Tran T H, Duckert F
Thromb Haemost. 1984 Oct 31;52(2):112-6.
A technique is described to completely remove antithrombin III (AT) from small amounts of human plasma by immunoaffinity chromatography on antibodies against human AT linked to Sepharose 4B. The level of heparin cofactor II (HCII) was not affected by the immunoadsorption. HCII activity was then determined by measuring the rate of human thrombin inhibition by 3 ways: a) activation with heparin in AT-free plasma, b) activation with dermatan sulfate in normal plasma and c) activation with dermatan sulfate in AT-free plasma. The normal range of HCII varied between 0.7-1.5 U/ml, as compared to a normal plasma pool containing by definition 1 U/ml. Highly significant correlations between assays as obtained from 40 normal plasmas proved the suitability of the 3 assays, although the progressive thrombin inhibition by AT, when not removed, contributed about one fifth to the thrombin inhibition by HCII in the presence of dermatan sulfate. There were also highly significant correlations between HCII activity and antigen, as determined by rocket immunoelectrophoresis using specific antibodies against HCII. Levels of HCII and AT were examined in 7 patients with hereditary AT deficiency and 7 patients with disseminated intravascular coagulation (DIC). In hereditary AT deficiency, whereas the AT activity was reduced by half, levels of HCII activity and antigen were in the normal range. In DIC, a parallel decrease of HCII and AT suggests that HCII may participate in the inhibition of thrombin released during DIC and thus provides an inhibitor reserve, once the AT level becomes subnormally low.

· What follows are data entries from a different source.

PR #1133, opened 2018-11-18
feat(watch): add watch command to packages for better dx

yehudagoldner:
affects: @haaretz/haaretz.co.il, @haaretz/htz-components, @haaretz/htz-theme, @haaretz/tm-theme,
@haaretz/app-utils, @haaretz/d3-server, @haaretz/dfp, @haaretz/fela-utils, @haaretz/graphql-server,
@haaretz/htz-css-tools, @haaretz/htz-react-base, @haaretz/htz-react-server, @haaretz/htz-user-utils

**Table of Contents**

- [Description](#description)
- [Checklist](#checklist)

**Related issue(s):** #0

## Description

**Notes:**

## Checklist

Design:
  * [ ] Approved by designer

Usability:
  * [ ] Developer
  * [ ] Project manager

Tests
  
  * [ ] UI snapshot testing 
  * [ ] Unit testing
  * [ ] Integration testing
  * [ ] E2E testing


package.json
```diff
@@ -28,6 +28,8 @@
     "test": "lerna exec --no-bail -- yarn run test",
     "test:deploy": "lerna exec -- yarn run test --forceExit",
     "update": "yarn install && lerna run --no-bail --stream prepare",
+    "htz:watch": "yarn workspace @haaretz/haaretz.co.il watch",
+    "h1": "yarn workspace @haaretz/haaretz.co.il dev",
```
TxHawks: These belong in the individual packages, not here

package.json
```diff
@@ -452,7 +454,8 @@
     "concurrent": false
   },
   "devDependencies": {
-    "@commitlint/cli": "^4.1.0",
+    "@babel/preset-flow": "^7.0.0",
+    "@commitlint/cli": "^5.1.0",
```
TxHawks: Why the update to `@commitlint/cli` in this pull request?

packages/apps/haaretz.co.il/package.json
```diff
@@ -21,7 +21,10 @@
     "styleguide:build": "htz-scripts styleguide:build",
     "test": "htz-scripts test",
     "update-scripts": "htz-scripts update-scripts",
-    "dev": "cross-env concurrently \"cross-env NODE_ENV=development graphql-server\" \"cross-env NODE_ENV=development htz-react-server htz | bunyan -L\"",
+    "watch": "cross-env concurrently \"yarn workspace @haaretz/htz-components watch\" \"yarn workspace @haaretz/htz-theme watch\" \"yarn workspace @haaretz/app-utils watch\" \"yarn workspace @haaretz/htz-react-server watch\" \"yarn workspace @haaretz/graphql-server watch\"",
```
TxHawks: I'd call this one `watchExternals` or something like that. Also, no need to watch `htz-react-server` and `graphql-server`, they cannot be hot-reloaded.

packages/apps/haaretz.co.il/package.json
```diff
@@ -21,7 +21,10 @@
...
+    "dev": "cross-env concurrently \"cross-env NODE_ENV=development graphql-server\" \" cross-env NODE_ENV=development htz-react-server htz | bunyan -L\"",
+    "dev:nodemoon": "cross-env concurrently \"cross-env NODE_ENV=development graphql-server\" \" cross-env NODE_ENV=development nodemon ../../libs/htz-react-server/dist/lib/index.js htz | bunyan -L\"",
```
TxHawks: It's `nodemon`, you have an extra `o` there...

But I think the naming isn't expressive enough. It exposes an implementation detail (the task uses `nodemon` internally) instead of explaining to the user what it does.

Also, I don't see the point in having `dev`, `dev:nodemon` and `dev:watch`. As far as I can tell, they all have the same use case, which is firing up a development server, no? I feel like this is redundent API surface

packages/libs/htz-react-base/scripts/build/lib.js
```diff
@@ -8,7 +8,10 @@ checkDir('dist').then(hasDist => {
   if (!hasDist) {
     fs.mkdirSync('dist');
   }
-  if (process.argv.length < 3) {
+  if (process.argv.includes('watch')) {
```
TxHawks: I'd reverse the logic - if `argv.length < 3` it inherently means there is no watch argument.

packages/libs/htz-react-base/scripts/build/lib.js
```diff
@@ -8,7 +8,10 @@ checkDir('dist').then(hasDist => {
...
+    process.argv = [ process.argv[0], process.argv[1], '--watch', 'src', '--out-dir', 'dist/lib', ];
```
TxHawks: I'd do this a bit differently to preserve flexibility:
 
```suggestion
    const watchIndex = process.argv.indexOf('watch');
    const const [ executer, command, ...args ] = process.argv;
    if (process.argv.length > 4) {  
      args.splice(watchindex, 1);
      process.argv = [ executer, command, '--watch', ...args ];
    }
    else {
       process.argv = [ executer, command, '--source-maps', '--watch', 'src', '--out-dir', 'dist/lib', ];
    }
```

But please check this snippet before applying it, because I haven't tested it

packages/apps/haaretz.co.il/package.json
```diff
@@ -21,7 +21,9 @@
     "styleguide:build": "htz-scripts styleguide:build",
     "test": "htz-scripts test",
     "update-scripts": "htz-scripts update-scripts",
-    "dev": "cross-env concurrently \"cross-env NODE_ENV=development graphql-server\" \"cross-env NODE_ENV=development htz-react-server htz | bunyan -L\"",
+    "watchExternals": "cross-env concurrently \"yarn workspace @haaretz/htz-components watch\" \"yarn workspace @haaretz/htz-theme watch\" \"yarn workspace @haaretz/app-utils watch\" \"yarn workspace @haaretz/htz-react-server watch\" \"yarn workspace @haaretz/graphql-server watch\"",
+    "dev": "cross-env concurrently \"cross-env NODE_ENV=development graphql-server\" \" cross-env NODE_ENV=development htz-react-server htz | bunyan -L\"",
+    "dev:watch": "cross-env concurrently \"yarn workspace @haaretz/haaretz.co.il dev\" \"yarn workspace @haaretz/haaretz.co.il watch\"",
```
TxHawks: If this is intended to be the main script for dev, it should just be `dev`, not `dev:watch`. To the best of my understanding, the script currently named `dev` is only there so that it can by internally used by this script, so maybe we can rename it to `dev:internal` or something.

package.json
```diff
@@ -470,10 +471,10 @@
     "lint-staged": "^7.2.0",
     "lodash.template": "^4.4.0",
     "node-dir": "^0.1.17",
+    "nodemon": "^1.18.6",
```
TxHawks: I think we don't need this dependency any more, right?

packages/apps/haaretz.co.il/package.json
yehudagoldner: i just removed the dev:watch it's not really important

packages/apps/haaretz.co.il/package.json
```diff
@@ -21,7 +21,9 @@
     "styleguide:build": "htz-scripts styleguide:build",
     "test": "htz-scripts test",
     "update-scripts": "htz-scripts update-scripts",
-    "dev": "cross-env concurrently \"cross-env NODE_ENV=development graphql-server\" \"cross-env NODE_ENV=development htz-react-server htz | bunyan -L\"",
+    "watchExternals": "cross-env concurrently \"yarn workspace @haaretz/htz-components watch\" \"yarn workspace @haaretz/htz-theme watch\" \"yarn workspace @haaretz/app-utils watch\" \"yarn workspace @haaretz/htz-react-server watch\" \"yarn workspace @haaretz/graphql-server watch\"",
```
TxHawks: Like I said in the previous comment, there is no need to watch `htz-react-server` and `graphql-server`. You'd need to restart your dev server anyway if they change.

packages/apps/haaretz.co.il/package.json
TxHawks: But it's still here...

But I actually think it's good to keep it, that way you don't have to manually execute both `dev` and `watchExternal`. Or am I missing something?

packages/apps/haaretz.co.il/package.json
yehudagoldner: but if i have this watch and i change something there i can only restart the app without building the lib

packages/libs/htz-react-base/scripts/build/lib.js
TxHawks: The way you did it doesn't let us override default arguments like `--source-maps` when passing `watch`.

Try something like this:

```js
const { argv, } = argv;
// user did not pass any arguments
if (argv.length < 3) {
  argv.push('src', '--source-maps', '--out-dir', 'dist/lib');
}
// User passed arguments, and we need to check if `watch` is one of them
else {
  const watchIndex = argv.indexOf('watch');
  const hasWatch = watchIndex !== -1;

  if (hasWatch) {
    argv[watchindex] = '--watch';

    // User only passed the `watch` argument, add defaults
    if (argv.length < 4) {
      argv.push(
        '--source-maps',
        'src',
        '--out-dir',
        'dist/lib'
     ); 
    }
  }
}
```

But again, I didn't test this, so please validate that it works as expected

本文描述了一种通过在与琼脂糖4B偶联的抗人抗凝血酶III(AT)抗体上进行免疫亲和层析,从小量人血浆中完全去除抗凝血酶III(AT)的技术。肝素辅因子II(HCII)的水平不受免疫吸附的影响。然后通过三种方法测量人凝血酶抑制率来测定HCII活性:a)在无AT血浆中用肝素激活,b)在正常血浆中用硫酸皮肤素激活,c)在无AT血浆中用硫酸皮肤素激活。与定义为1 U/ml的正常血浆池相比,HCII的正常范围在0.7 - 1.5 U/ml之间。从40份正常血浆获得的检测结果之间具有高度显著的相关性,证明了这三种检测方法的适用性,尽管在存在硫酸皮肤素的情况下,未去除的AT对凝血酶的渐进性抑制约占HCII对凝血酶抑制作用的五分之一。使用针对HCII的特异性抗体通过火箭免疫电泳测定,HCII活性与抗原之间也具有高度显著的相关性。对7例遗传性AT缺乏患者和7例弥散性血管内凝血(DIC)患者的HCII和AT水平进行了检测。在遗传性AT缺乏症中,AT活性降低一半,而HCII活性和抗原水平在正常范围内。在DIC中,HCII和AT平行下降,表明HCII可能参与抑制DIC期间释放的凝血酶,因此一旦AT水平降至正常以下,HCII可提供一种抑制剂储备。